Unabhängiges Leben als Ziel
Halle/MZ. - Dabei vermittelt er auch lebenspraktische Fertigkeiten - also Techniken für den Alltag, die den Rehabilitanden ein möglichst unabhängiges Leben ermöglichen. Und er ist Ansprechpartner in jeder Hinsicht: "Es geht auch um die Annahme der eigenen Situation", sagt er.
Da er selbst seit seiner Kindheit blind ist, kann er sich gut in die Lage der Rehabilitanden hineinversetzen. "Das Lesen ist das Schwierigste", sagt er. Seine Aufgabe sei es deshalb, bei ihnen einen Automatismus zu entwickeln, damit sie bei der Identifikation der Buchstaben nicht von einem Symbol ins andere rutschen. Schließlich können die sechs Punkte, auf denen die Blindenschrift aufbaut, in 64 Varianten kombiniert werden.
Bevor Roland Gotscha im Januar 2001 seine erste Klasse übernahm, hatte er selbst ein Jahr lang an einer Rehabilitationsmaßnahme teilgenommen. Dabei wurde er gezielt auf die Tätigkeit als Ausbilder für die Punktschrift vorbereitet, nachdem feststand, dass er für die Stelle geeignet ist. "Ich war einfach im richtigen Moment am richtigen Ort", sagt er am Mittwoch. Nie zuvor hatte er pädagogisch gearbeitet - eigentlich ist er Diplomwirtschaftsingenieur. Für die neue Aufgabe gab er damals seinen ehrenamtlichen Posten als Stadtrat in Hoyerswerda, seiner Heimatstadt, auf. Schließlich bot ihm die Tätigkeit in Halle nach fünf Jahren Arbeitslosigkeit eine Perspektive.
Zumal ihm die Stadt nicht gänzlich fremd war: Als Erstklässler besuchte er die Sehschwachenschule in Halle. Da es seine Sehkraft jedoch nicht erlaubte, das Alphabet ohne unvertretbare Anstrengungen zu lernen, kam er schließlich an die Blindenschule in Königs Wusterhausen, wo er sein Abitur machte. Danach absolvierte er eine Ausbildung zum Facharbeiter für Schreibtechnik in Karl-Marx-Stadt, bevor er sich in einem Abendstudium mit dem Wirtschaftsingenieurwesen beschäftigte.
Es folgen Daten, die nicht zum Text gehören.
PR #138, opened 2026-08-26
flux-network: support TCP and Unix-domain streams

Bronek:
This PR builds on #137 by adding Unix-domain sockets to `StreamNetwork`. TCP and Unix-domain listeners and outbound connections can coexist in one network and one `ConnectionGroup`.

## Transport model

`StreamNetwork::listen` and `connect` now take an explicit `Endpoint`:

```rust
pub enum Endpoint {
    Tcp(SocketAddr),
    Unix(PathBuf),
}
```

Events identify the remote end as `Peer::Tcp(SocketAddr)` or `Peer::Unix`. Unix clients are anonymous because they do not bind a path of their own.

The two transports share the same connection lifecycle, framing and queue machinery. Private enums dispatch to the corresponding mio listener or stream with one match per operation. This keeps mixed-transport groups possible without generic networks or hot-path virtual calls, as decided in ADR 0002.

`HttpNetwork` accepts the same endpoint set. For an outbound Unix connection, it writes `Host: localhost` when the caller supplies no `Host` header.

## Unix socket paths

Binding a Unix listener follows ADR 0003:

- A missing path is bound normally.
- A stale socket file is removed and replaced.
- A live listener, including one with a full accept queue, returns `AddrInUse`.
- A regular file, directory or symlink is left untouched and returns `AlreadyExists`.
- Other probe failures preserve the existing object and return an error naming its path.

The ownership probe is nonblocking. Dropping the listener removes the socket file it created; after an unclean exit, the next bind detects and replaces the stale file. Outbound Unix endpoints retry at the group's reconnect interval, like TCP endpoints.

Socket-file permissions come from the process umask. Flux does not set a mode or owner.

## Configuration

TCP-only policy is grouped explicitly:

```rust
pub struct ConnectionGroupConfig {
    pub tcp: TcpOptions,
    // Common connection policy...
}
```

`TcpOptions` contains `nodelay`, `keepalive` and `user_timeout_ms`, preserving their previous defaults. Unix connections have no corresponding options. Socket buffer sizing remains common to both transports.

`Endpoint` intentionally has no `From<SocketAddr>` implementation: callers choose the transport explicitly.

The default group name changes from `"tcp"` to `"stream"`. This changes the telemetry suffix for callers that use the default name; the existing `tcp_latency_*` and `tcp_alloc_*` metric prefixes do not change.

## Scope and verification

`listen` still returns `io::Result<()>`; returning the bound endpoint follows later in the stack. `HttpNetwork` remains callback-driven, and this PR adds no scheduling or connection-cap behavior.

The stream-network and HTTP suites exercise shared behavior over both transports. Dedicated lifecycle tests cover stale and live socket files, a saturated listener, non-socket filesystem objects, datagram sockets and unlink-on-close. A unit test pins the `TcpOptions` defaults. Workspace tests, Clippy with warnings denied, and the nightly formatting check pass at this tip.

## Known test flakes

The two pre-existing races described in #137 remain at this stack boundary. One waits a fixed five seconds for a backpressure marker and is fixed in A3; the other guesses an unused TCP port and is fixed later when `listen` can report the endpoint it bound. If either appears in CI, rerun the failed job.

Base: #137. Next: A3, adding network-scheduled services and `HttpService`.

Refer: #143

Assisted-by: Codex:gpt-5

### DIFF
--- a/crates/flux-network/src/stream/endpoint.rs
+++ b/crates/flux-network/src/stream/endpoint.rs
@@ -1,0 +1,59 @@
+use std::{fmt, net::SocketAddr, path::PathBuf};
+
+/// The address a listener binds or an outbound connection targets.
+///
+/// The set of transports is closed: a caller that accepts addresses as text
+/// parses them itself and builds the variant it wants.
+#[derive(Clone, Debug, PartialEq, Eq, Hash)]
+pub enum Endpoint {
+    /// A TCP socket address.
+    Tcp(SocketAddr),
+    /// A Unix-domain socket path.
+    Unix(PathBuf),
+}
+
+impl Endpoint {
+    /// The identity every connection to this endpoint reports.
+    pub(crate) fn peer(&self) -> Peer {
+        match self {
+            Self::Tcp(addr) => Peer::Tcp(*addr),
+            Self::Unix(_) => Peer::Unix,
+        }
+    }
+}
+
+impl From<SocketAddr> for Endpoint {
+    fn from(addr: SocketAddr) -> Self {
+        Self::Tcp(addr)
+    }
+}
+
+impl fmt::Display for Endpoint {
+    fn fmt(&self, f: &mut fmt::Formatter<'_>) -> fmt::Result {
+        match self {
+            Self::Tcp(addr) => write!(f, "{addr}"),
+            Self::Unix(path) => write!(f, "{}", path.display()),
+        }
+    }
+}
+
+/// The identity of the remote end of a connection.
+///
+/// A Unix-domain client is anonymous: it binds no path of its own, so the
+/// kernel reports an unnamed address for it.
+#[derive(Clone, Copy, Debug, PartialEq, Eq)]
+pub enum Peer {
+    /// The remote TCP socket address.
+    Tcp(SocketAddr),
+    /// The unnamed remote end of a Unix-domain connection.
+    Unix,
+}
+
+impl fmt::Display for Peer {
+    fn fmt(&self, f: &mut fmt::Formatter<'_>) -> fmt::Result {
+        match self {
+            Self::Tcp(addr) => write!(f, "{addr}"),
+            Self::Unix => f.write_str("unix"),
+        }
+    }
+}
--- a/crates/flux-network/src/stream/endpoint.rs
+++ b/crates/flux-network/src/stream/endpoint.rs
@@ -22,12 +22,6 @@ impl Endpoint {
     }
 }
 
-impl From<SocketAddr> for Endpoint {
-    fn from(addr: SocketAddr) -> Self {
-        Self::Tcp(addr)
-    }
-}
-
 impl fmt::Display for Endpoint {
     fn fmt(&self, f: &mut fmt::Formatter<'_>) -> fmt::Result {
         match self {
--- a/crates/flux-network/src/stream/network.rs
+++ b/crates/flux-network/src/stream/network.rs
@@ -1,20 +1,21 @@
 use std::{
     io::{self, IoSlice, Read, Write},
-    net::{Shutdown, SocketAddr},
+    net::Shutdown,
     ops::{Deref, DerefMut},
 };
 
 use flux_communication::Timer;
 use flux_timing::{Duration, Instant, Nanos, Repeater};
-use mio::{Events, Interest, Poll, Registry, Token, event::Event, net::TcpListener};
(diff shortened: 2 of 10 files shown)


crates/flux-network/src/stream/endpoint.rs
```diff
@@ -0,0 +1,53 @@
...
+/// The identity of the remote end of a connection.
+///
+/// A Unix-domain client is anonymous: it binds no path of its own, so the
+/// kernel reports an unnamed address for it.
+#[derive(Clone, Copy, Debug, PartialEq, Eq)]
+pub enum Peer {
+    /// The remote TCP socket address.
+    Tcp(SocketAddr),
+    /// The unnamed remote end of a Unix-domain connection.
+    Unix,
```
vladimir-ea, line 43: since this implements `Eq` and `PartialEq` all `Unix` peers will appear to be the same? why not include the path as the equivalent of the `SocketAddr`?

vladimir-ea: i see from the comment above that maybe this is an issue, but isn't having all be 'eq' also an issue?

crates/flux-network/src/stream/network.rs
```diff
@@ -339,35 +325,35 @@ impl NetworkState {
...
             return false;
         }
-        set_user_timeout(&socket, config.user_timeout_ms);
+        socket.set_user_timeout(config.tcp.user_timeout_ms);
         if let Err(err) = self.poll.registry().reregister(&mut socket, token, Interest::READABLE) {
-            warn!(?err, %peer_addr, "couldn't register connected tcp stream");
+            warn!(?err, %peer, "couldn't register connected stream");
             let _ = socket.shutdown(Shutdown::Both);
             return false;
         }
```
vladimir-ea, line 508: is it correct to apply tcp config to all sockets in the group - are they all tcp?

crates/flux-network/src/stream/network.rs
```diff
@@ -416,37 +402,32 @@ impl NetworkState {
...
-                set_user_timeout(&socket, config.user_timeout_ms);
+                socket.set_user_timeout(config.tcp.user_timeout_ms);
                 if let Err(err) =
                     self.poll.registry().register(&mut socket, token, Interest::READABLE)
                 {
-                    warn!(?err, %peer_addr, "couldn't register accepted tcp stream");
+                    warn!(?err, %peer, "couldn't register accepted stream");
                     let _ = socket.shutdown(Shutdown::Both);
                     continue;
                 }
```
vladimir-ea, line 580: does calling these functions on unix domain sockets return `Ok`?

crates/flux-network/src/stream/endpoint.rs
Bronek: This is **remote** which in case of Unix-domain socket is not a thing IMO - it is anonymous. For the **published** socket (of any kind - TCP or Linux-domain) you want to read `pub enum Endpoint` above, which has `Unix(PathBuf)` i.e. equality would compare path.

crates/flux-network/src/stream/network.rs
Bronek: The operation is no-op on Unix-domain sockets - see crates/flux-network/src/stream/transport.rs

crates/flux-network/src/stream/network.rs
Bronek: Unix-domain sockets have their own `UnixStream::shutdown` which is routed through `TransportStream`

```Rust
    pub(crate) fn shutdown(&self, how: Shutdown) -> io::Result<()> {
        match self {
            Self::Tcp(socket) => socket.shutdown(how),
            Self::Unix(socket) => socket.shutdown(how),
        }
    }
```

Bronek: .... however for operations which trivially do not apply, we do return `Ok`, e.g.

```Rust
    pub(crate) fn set_keepalive(&self) -> io::Result<()> {
        match self {
            Self::Tcp(socket) => set_keepalive(socket),
            Self::Unix(_) => Ok(()),
        }
    }
```

crates/flux-network/src/stream/endpoint.rs
vladimir-ea: ok .. i just wonder about all remote unix Peers being logically equal / indistinguishable and what confusion that might result in.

In seiner heutigen Arbeit wird Roland Gotscha von einer Arbeitsplatz-Assistentin unterstützt. Barbara Rüprich übernimmt Tätigkeiten, die für ihn nur mit unvergleichlich hohem Zeitaufwand oder gar nicht zu bewältigen wären. So nimmt sie etwa Eintragungen in den Klassenbüchern vor, hilft bei der Vorbereitung auf den Unterricht - etwa wenn keine brauchbaren Bücher in Braille-Schrift vorliegen - oder kontrolliert die Arbeiten der Rehabilitanden.
Seit über drei Jahren wird ihm die Arbeitsplatz-Assistentin zur Seite gestellt. Der 51-Jährige ist froh, dass es diese Form der Hilfestellung gibt: "Sie ermöglicht es mir, unabhängig zu arbeiten".